Google "Lake Malawi" and look at some pictures from under the surface of the lake. The rift lakes are very unusual in that they have virtually no plant life whatsoever, except very close to shore and near the mouths of rivers. There really isn't a need for plants in a Malawi tank. Now, that said, a lot of people DO add a few fake plants, because they don't like the look of a tank that's nothing but stone and rock. A little color can go a long way. I would recommend going through the thread on here where people show off their tanks, and see how other people have used plants. There's certainly nothing wrong with a few fake plants if you want to use them. Now, if you use *live* plants, you should realize that the fish may dig them up since they like to move the sand a lot.


----------



## johnchor (Apr 2, 2011)

hello sir 
thanks for advice

i have read the library here suggest Java Fern, Vallisneria sp., and the Anubias family for african cichlid tank.
i have actually found 2 different looking Anubias SILK plants. 1 is dark/medium green and 1 is lighter green/tan
too bad i can't find any Java Fern and Vallisneria sp. i really like the looks of java fern though...

i think i should stick with the 2 Anubias SILK plants. will be getting both of them for each corner of my tank.
i think the Anubias plants looks much better than the cabomba i have currently... the Bacopa i have currently i have actually looks ok too.

cheers!


----------



## johnchor (Apr 2, 2011)

is leafy(sword anubias) looking plants better for a afrcian cichlid tank or those bushy type?(cambomba hydrillia)

i mean looking natural in a african setup.

thanks


----------



## DJRansome (Oct 29, 2005)

As stated, in the lake you may see vallisneria-like plants around the marshy edges but otherwise there is not much. So if you are looking for a biotope, stick to the vallisneria types.


----------



## johnchor (Apr 2, 2011)

hi DJ expert

how about leafy plants? like sword and anubias?
does lake malawi victoria and tang has these leafy plants?
how about fake drift wood? i read that P.acei schools in large numbers to feed on algae on fallen logs and trees?
so i suspose some parts of lake malawi actually has drift wood etc.

i do actually like leafy plants as they offer more cover and protection for fishes.

thanks!


----------



## DJRansome (Oct 29, 2005)

Sword and anubias are not native to the Rift Lakes, nor are there any native plants growing in those lakes I've read about or seen in pictures/videos that look like swords or anubias.
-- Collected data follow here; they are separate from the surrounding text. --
PR #230, opened 2018-09-19
ClusterLoader - Adding bool parsing from config

krzysied:
Adding support for bool values.
\+ Fixing typos.

### DIFF
--- a/clusterloader2/pkg/util/util.go
+++ b/clusterloader2/pkg/util/util.go
@@ -24,50 +24,96 @@ import (
 	"time"
 )
 
+// ErrKeyNotFound is returned when key doesn't exists in a map.
+type ErrKeyNotFound struct {
+	key string
+}
+
+// Erros is an error interface implementation.
+func (e *ErrKeyNotFound) Error() string {
+	return fmt.Sprintf("key %s not found", e.key)
+}
+
+// IsErrKeyNotFound returns true only if error type is ErrKeyNotFound.
+func IsErrKeyNotFound(err error) bool {
+	_, isErrKeyNotFound := err.(*ErrKeyNotFound)
+	return isErrKeyNotFound
+}
+
 // GetString tries to return value from map cast to string type. If value doesn't exist, error is returned.
 func GetString(dict map[string]interface{}, key string) (string, error) {
-	return getString(dict, key, "", fmt.Errorf("key %s not found", key))
+	return getString(dict, key)
 }
 
 // GetInt tries to return value from map cast to int type. If value doesn't exist, error is returned.
 func GetInt(dict map[string]interface{}, key string) (int, error) {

I too have read about acei schooling around wood in the lake, but I wonder how common it is? The pictures and videos I see most often show sand and rocks. Prov did post a pic from Lake Tang of a sunken log however, LOL.
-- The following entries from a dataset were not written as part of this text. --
PR #236, opened 2018-10-01
ClusterLoader - Adding node number computing

krzysied:
Adding computing number of nodes if flag is not provided.

### DIFF
--- a/clusterloader2/cmd/clusterloader.go
+++ b/clusterloader2/cmd/clusterloader.go
@@ -38,7 +38,6 @@ var (
 
 func initClusterFlags() {
 	pflag.StringVar(&clusterLoaderConfig.ClusterConfig.KubeConfigPath, "kubeconfig", "", "Path to the kubeconfig file")
-	// TODO(krzysied): query actual number of nodes with client (if not set).
 	pflag.IntVar(&clusterLoaderConfig.ClusterConfig.Nodes, "nodes", 0, "number of nodes")
 }
 
@@ -46,9 +45,6 @@ func validateClusterFlags() *util.ErrorList {
 	errList := util.NewErrorList()
 	if clusterLoaderConfig.ClusterConfig.KubeConfigPath == "" {
 		errList.Append(fmt.Errorf("no kubeconfig path specified"))
-	}
-	if clusterLoaderConfig.ClusterConfig.Nodes < 1 {
-		errList.Append(fmt.Errorf("number of nodes not specified"))
 	}
 	return errList
 }
@@ -70,6 +66,18 @@ func validateFlags() *util.ErrorList {
 	return errList
 }
 
+func completeConfig(f *framework.Framework) error {
+	if clusterLoaderConfig.ClusterConfig.Nodes == 0 {
+		nodes, err := util.GetSchedulableUntainedNodesNumber(f.GetClientSet())
+		if err != nil {
+			return fmt.Errorf("Getting number of nodes error: %v", err)
+		}
+		clusterLoaderConfig.ClusterConfig.Nodes = nodes
+		glog.Infof("ClusterConfig.Nodes set to %v", nodes)
+	}
+	return nil
+}
+
 func main() {
 	defer glog.Flush()
 	initFlags()
@@ -84,6 +92,10 @@ func main() {
 	if err != nil {
 		glog.Fatalf("Framework creation error: %v", err)
 	}
+	if err = completeConfig(f); err != nil {
+		glog.Fatalf("Config completing error: %v", err)
+	}
+
 	for _, clusterLoaderConfig.TestConfigPath = range testConfigPaths {
 		glog.Infof("Running %v", clusterLoaderConfig.TestConfigPath)
 		if errList := test.RunTest(f, &clusterLoaderConfig); !errList.IsEmpty() {
--- a/clusterloader2/pkg/util/cluster.go
+++ b/clusterloader2/pkg/util/cluster.go
@@ -1,0 +1,90 @@
+/*
+Copyright 2018 The Kubernetes Authors.
+
+Licensed under the Apache License, Version 2.0 (the "License");
+you may not use this file except in compliance with the License.
+You may obtain a copy of the License at
+
+    http://www.apache.org/licenses/LICENSE-2.0
+
+Unless required by applicable law or agreed to in writing, software
+distributed under the License is distributed on an "AS IS" BASIS,
+WITHOUT WARRANTIES OR CONDITIONS OF ANY KIND, either express or implied.
+See the License for the specific language governing permissions and
+limitations under the License.
+*/
+
+package util
+
+import (
+	"github.com/golang/glog"
+	corev1 "k8s.io/api/core/v1"
+	metav1 "k8s.io/apimachinery/pkg/apis/meta/v1"
+	clientset "k8s.io/client-go/kubernetes"
+)
+
+// GetSchedulableUntainedNodesNumber returns number of nodes in the cluster.
+func GetSchedulableUntainedNodesNumber(c clientset.Interface) (int, error) {
+	nodeList, err := c.CoreV1().Nodes().List(metav1.ListOptions{})
+	if err != nil {
+		return 0, err
+	}
+	numNodes := 0
+	for i := range nodeList.Items {
+		if isNodeSchedulable(&nodeList.Items[i]) && isNodeUntainted(&nodeList.Items[i]) {
+			numNodes++
+		}
+	}
+	return numNodes, err
+}
+
+// Node is schedulable if:
+// 1) doesn't have "unschedulable" field set
+// 2) it's Ready condition is set to true
+// 3) doesn't have NetworkUnavailable condition set to true
+func isNodeSchedulable(node *corev1.Node) bool {
+	nodeReady := isNodeConditionSetAsExpected(node, corev1.NodeReady, true, false)
+	networkReady := isNodeConditionUnset(node, corev1.NodeNetworkUnavailable) ||
+		isNodeConditionSetAsExpected(node, corev1.NodeNetworkUnavailable, false, true)
+	return !node.Spec.Unschedulable && nodeReady && networkReady
+}
+
+// Tests whether node doesn't have any taint with "NoSchedule" or "NoExecute" effect.
+func isNodeUntainted(node *corev1.Node) bool {
+	for i := range node.Spec.Taints {
+		if node.Spec.Taints[i].Effect == corev1.TaintEffectNoSchedule || node.Spec.Taints[i].Effect == corev1.TaintEffectNoExecute {
+			return false
+		}
+	}
+	return true
+}
+
+func isNodeConditionSetAsExpected(node *corev1.Node, conditionType corev1.NodeConditionType, wantTrue, silent bool) bool {
+	// Check the node readiness condition (logging all).
+	for _, cond := range node.Status.Conditions {
+		// Ensure that the condition type and the status matches as desired.
+		if cond.Type == conditionType {
+			if wantTrue == (cond.Status == corev1.ConditionTrue) {
+				return true
+			}
+			if !silent {
+				glog.Infof("Condition %s of node %s is %v instead of %t. Reason: %v, message: %v",
+					conditionType, node.Name, cond.Status == corev1.ConditionTrue, wantTrue, cond.Reason, cond.Message)
+			}
+			return false
+		}
+	}
+	if !silent {
+		glog.Infof("Couldn't find condition %v on node %v", conditionType, node.Name)
+	}
+	return false
+}
+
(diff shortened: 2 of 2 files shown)


clusterloader2/cmd/clusterloader.go
```diff
@@ -70,6 +67,19 @@ func validateFlags() *util.ErrorList {
 	return errList
 }
 
+func completeConfig(f *framework.Framework) error {
+	if clusterLoaderConfig.ClusterConfig.Nodes == 0 {
+		nodes, err := util.GetNodesNumber(f.GetClientSet())
+		if err == nil {
```
wojtek-t: The convention is:

if err != nil {
  return ...
}
// the rest

clusterloader2/pkg/util/cluster.go
```diff
@@ -0,0 +1,37 @@
...
+
+// GetNodesNumber returns number of nodes in the cluster.
+func GetNodesNumber(c clientset.Interface) (int, error) {
+	nodeList, err := c.CoreV1().Nodes().List(metav1.ListOptions{})
+	if err != nil {
+		return 0, err
+	}
+	numNodes := 0
+	for i := range nodeList.Items {
+		if nodeList.Items[i].Spec.Unschedulable == false {
```
wojtek-t: There is question what about not-ready nodes (or in general, nodes that has taints preventing scheduling on that nodes).

In load tests (consciously) we decided for:
https://github.com/kubernetes/kubernetes/blob/master/test/e2e/scalability/load.go#L148

I would say - let's do the same.

clusterloader2/cmd/clusterloader.go

clusterloader2/pkg/util/cluster.go
krzysied: Done.
I copied the logic from test/framework. It created a lot of dependencies, though.

clusterloader2/pkg/util/cluster.go
```diff
@@ -0,0 +1,157 @@
...
+// 3) doesn't have NetworkUnavailable condition set to true
+func isNodeSchedulable(node *corev1.Node) bool {
+	nodeReady := isNodeConditionSetAsExpected(node, corev1.NodeReady, true, false)
+	networkReady := isNodeConditionUnset(node, corev1.NodeNetworkUnavailable) ||
+		isNodeConditionSetAsExpected(node, corev1.NodeNetworkUnavailable, false, true)
+	return !node.Spec.Unschedulable && nodeReady && networkReady
+}
+
+// Test whether a fake pod can be scheduled on "node", given its current taints.
+func isNodeUntainted(node *corev1.Node) bool {
```
wojtek-t: I don't like this amount of dependencies.

But in general, this is a bit of overkill. You can pretty much copy this one instead:
https://github.com/kubernetes/kubernetes/blob/807eb6b24b953ff3f59c8049eff7e0edbc279e18/pkg/scheduler/algorithm/predicates/predicates.go#L1506

and you won't even need those dependencies at all.

krzysied: Done.
I've also copied variables from `pkg/controller/nodelifecycle`, so dependency to the package could be removed.

clusterloader2/pkg/util/cluster.go
```diff
@@ -0,0 +1,185 @@
...
+		Spec: corev1.PodSpec{
+			Containers: []corev1.Container{
+				{
+					Name:  "fake-not-scheduled",
+					Image: "fake-not-scheduled",
+				},
+			},
+		},
+	}
+	nodeInfo := schedulercache.NewNodeInfo()
```
wojtek-t: This is overkill. All you need are taints and it's easier to extract them from the node itself.

[And you won't need scheduler dependency]

clusterloader2/pkg/util/cluster.go
```diff
@@ -0,0 +1,185 @@
...
+		return false, err
+	}
+
+	if v1helper.TolerationsTolerateTaintsWithFilter(pod.Spec.Tolerations, taints, filter) {
+		return true, nil
+	}
+	return false, nil
+}
+
+func isNodeConditionSetAsExpected(node *corev1.Node, conditionType corev1.NodeConditionType, wantTrue, silent bool) bool {
```
wojtek-t: Copying this function is unfortunate - it's pretty complicated...

krzysied: The problem is that original function is located at `kubernete/test/e2e/framework`. If I vendor this package, I also need to vendor the whole kubernetes.
I will try to simplify to the code.

clusterloader2/pkg/util/cluster.go
```diff
@@ -0,0 +1,177 @@
...
+		return t.Effect == corev1.TaintEffectNoSchedule || t.Effect == corev1.TaintEffectNoExecute
+	})
+	if err != nil {
+		glog.Errorf("Can't test predicates for node %s: %v", node.Name, err)
+		return false
+	}
+	return fit
+}
+
+func podToleratesNodeTaints(pod *corev1.Pod, node *corev1.Node, filter func(t *corev1.Taint) bool) (bool, error) {
```
wojtek-t: this never returns error - so let's remove it from signature :)

clusterloader2/pkg/util/cluster.go
```diff
@@ -0,0 +1,177 @@
...
+	metav1 "k8s.io/apimachinery/pkg/apis/meta/v1"
+	clientset "k8s.io/client-go/kubernetes"
+	v1helper "k8s.io/kubernetes/pkg/apis/core/v1/helper"
+	"k8s.io/kubernetes/pkg/scheduler/algorithm"
+)
+
+var (
+	// UnreachableTaintTemplate is the taint for when a node becomes unreachable.
+	unreachableTaintTemplate = &corev1.Taint{
+		Key:    algorithm.TaintNodeUnreachable,
```
wojtek-t: It's so freaking ridiculous that you need to important half of Kubernetes to get those constants.
Those constants should be moved to a package that doesn't depend on anything else.

So let's do the following:
- instead of importing those constants, let's hardcode it here
- add a TODO to important those constants once they can be imported without importating 50 other packages that are useless...

clusterloader2/pkg/util/cluster.go
```diff
@@ -0,0 +1,179 @@
...
+	return false
+}
+
+func isNodeConditionSetAsExpected(node *corev1.Node, conditionType corev1.NodeConditionType, wantTrue, silent bool) bool {
+	// Check the node readiness condition (logging all).
+	for _, cond := range node.Status.Conditions {
+		// Ensure that the condition type and the status matches as desired.
+		if cond.Type == conditionType {
+			// For NodeReady condition we need to check Taints as well
+			if cond.Type == corev1.NodeReady {
```
wojtek-t: I would really like to simplify this function.
In particular:

1. do we really need to check taints? we are checking those separately in isNodeUntainted anyway.
Or do I miss something?

2. Probably more, I think. But let's ensure that taints aren't really needed and that would simplify stuff..

clusterloader2/pkg/util/cluster.go
```diff
@@ -0,0 +1,179 @@
...
+
+	fit := podToleratesNodeTaints(fakePod, node, func(t *corev1.Taint) bool {
+		// PodToleratesNodeTaints is only interested in NoSchedule and NoExecute taints.
+		return t.Effect == corev1.TaintEffectNoSchedule || t.Effect == corev1.TaintEffectNoExecute
+	})
+	return fit
+}
+
+func podToleratesNodeTaints(pod *corev1.Pod, node *corev1.Node, filter func(t *corev1.Taint) bool) bool {
+	if v1helper.TolerationsTolerateTaintsWithFilter(pod.Spec.Tolerations, node.Spec.Taints, filter) {
```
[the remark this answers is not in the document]
krzysied: TBH, I look into TolerationsTolerateTaintsWithFilter implementation and it looks like for every taint (if it satisfy the filer functions) and for every toleration check `toleration.ToleratesTaint(taint)`. Assuming that there is no toleration passed, this whole function does nothing...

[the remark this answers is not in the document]
wojtek-t: No - that's not true.

It iterates over all taints (which comes from node) and checks if there is a corresponding tolleration for each of them.
If there isn't (and taint will cause pods to be not scheduled there) it will return false (and that is exactly the case we want to catch - if there are any taints than).

This is exactly what we want to do.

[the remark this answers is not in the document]
krzysied: You are right.
I misunderstood one case.

clusterloader2/pkg/util/cluster.go
krzysied: If I understand isNodeUntainted correctly, it will return false if any of taints has TaintEffectNoExecute effect. Assuming that unreachableTaintTemplate and notReadyTaintTemplate also have the TaintEffectNoExecute effect, this case will be verified by isNodeUntainted.

I agree that taints check can be removed.

clusterloader2/pkg/util/cluster.go
```diff
@@ -0,0 +1,179 @@
...
+			Containers: []corev1.Container{
+				{
+					Name:  "fake-not-scheduled",
+					Image: "fake-not-scheduled",
+				},
+			},
+		},
+	}
+
+	fit := podToleratesNodeTaints(fakePod, node, func(t *corev1.Taint) bool {
```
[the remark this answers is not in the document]
krzysied: Done.

clusterloader2/pkg/util/cluster.go
```diff
@@ -0,0 +1,179 @@
...
+		// PodToleratesNodeTaints is only interested in NoSchedule and NoExecute taints.
+		return t.Effect == corev1.TaintEffectNoSchedule || t.Effect == corev1.TaintEffectNoExecute
+	})
+	return fit
+}
+
+func podToleratesNodeTaints(pod *corev1.Pod, node *corev1.Node, filter func(t *corev1.Taint) bool) bool {
```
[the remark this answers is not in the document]
krzysied: Done.

clusterloader2/pkg/util/cluster.go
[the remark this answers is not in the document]
krzysied: Done.

clusterloader2/pkg/util/cluster.go
krzysied: After removing taint part, it turned out that the whole `NodeReady` case check is not needed.

clusterloader2/pkg/util/cluster.go
```diff
@@ -0,0 +1,90 @@
...
+import (
+	"github.com/golang/glog"
+	corev1 "k8s.io/api/core/v1"
+	metav1 "k8s.io/apimachinery/pkg/apis/meta/v1"
+	clientset "k8s.io/client-go/kubernetes"
+	v1helper "k8s.io/kubernetes/pkg/apis/core/v1/helper"
+)
+
+// GetNodesNumber returns number of nodes in the cluster.
+func GetNodesNumber(c clientset.Interface) (int, error) {
```
wojtek-t: GetSchedulableUntainedNodesNumber

- we need to be pretty precise here.

clusterloader2/pkg/util/cluster.go
```diff
@@ -0,0 +1,90 @@
...
+		return t.Effect == corev1.TaintEffectNoSchedule || t.Effect == corev1.TaintEffectNoExecute
+	})
+}
+
+func isNodeConditionSetAsExpected(node *corev1.Node, conditionType corev1.NodeConditionType, wantTrue, silent bool) bool {
+	// Check the node readiness condition (logging all).
+	for _, cond := range node.Status.Conditions {
+		// Ensure that the condition type and the status matches as desired.
+		if cond.Type == conditionType {
+			if (wantTrue && (cond.Status == corev1.ConditionTrue)) || (!wantTrue && (cond.Status != corev1.ConditionTrue)) {
```
wojtek-t: Why not:

```wantTrue == (cond.Status == corev1.ConditionTrue) ```

clusterloader2/pkg/util/cluster.go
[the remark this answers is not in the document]
krzysied: So, if I understand correctly, it just loops over the taints and return false if any of them satisfy the filter function. Maybe I should just implement the loop here, so no vendor will be needed?

clusterloader2/pkg/util/cluster.go
krzysied: Done.

clusterloader2/pkg/util/cluster.go
krzysied: Done.

clusterloader2/pkg/util/cluster.go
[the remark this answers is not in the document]
krzysied: I've removed the helper call.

That said, there is no reason you have to have a biotope. I have java fern, swords, anubias and crypts in my tanks and like them just fine. The fish eat them more than hide in them however.


----------



## DrTenochtitlan (Jun 17, 2012)

johnchor said:


> hi DJ expert
> 
> how about leafy plants? like sword and anubias?
> does lake malawi victoria and tang has these leafy plants?
> ...


Here are a couple of pictures from underneath Lake Malawi:


















Here are a couple of images of the shore:


















There's just not much in the way of plant life.


----------



## johnchor (Apr 2, 2011)

hello DJ,

looks like you have alot of leafy types plants instead of those bushy plants like cabomba and hydrillia
i do agree leafy plants looks better in a african cichlids setup. they look much more natural with rocks and drift wood etc...
those big leafy plants also offer protection and somehow reduce visual contact and some aggression. :thumb:

i think a tank of healthy and happy cichlids are much more important than to mimic a 100% of natural biotope. :lol:

thanks for advice!



DJRansome said:


> Sword and anubias are not native to the Rift Lakes, nor are there any native plants growing in those lakes I've read about or seen in pictures/videos that look like swords or anubias.
> 
> I too have read about acei schooling around wood in the lake, but I wonder how common it is? The pictures and videos I see most often show sand and rocks. Prov did post a pic from Lake Tang of a sunken log however, LOL.
> 
> That said, there is no reason you have to have a biotope. I have java fern, swords, anubias and crypts in my tanks and like them just fine. The fish eat them more than hide in them however.


----------



## DJRansome (Oct 29, 2005)

Oh I forgot the hygrophila difformis. Also one of my favorites.

I don't choose them for a natural look or breaking up territories or fish health. I choose them because they grow in my tanks and I like the look of those particular plants. Also great at keeping the algae off the rocks and background without effort.


----------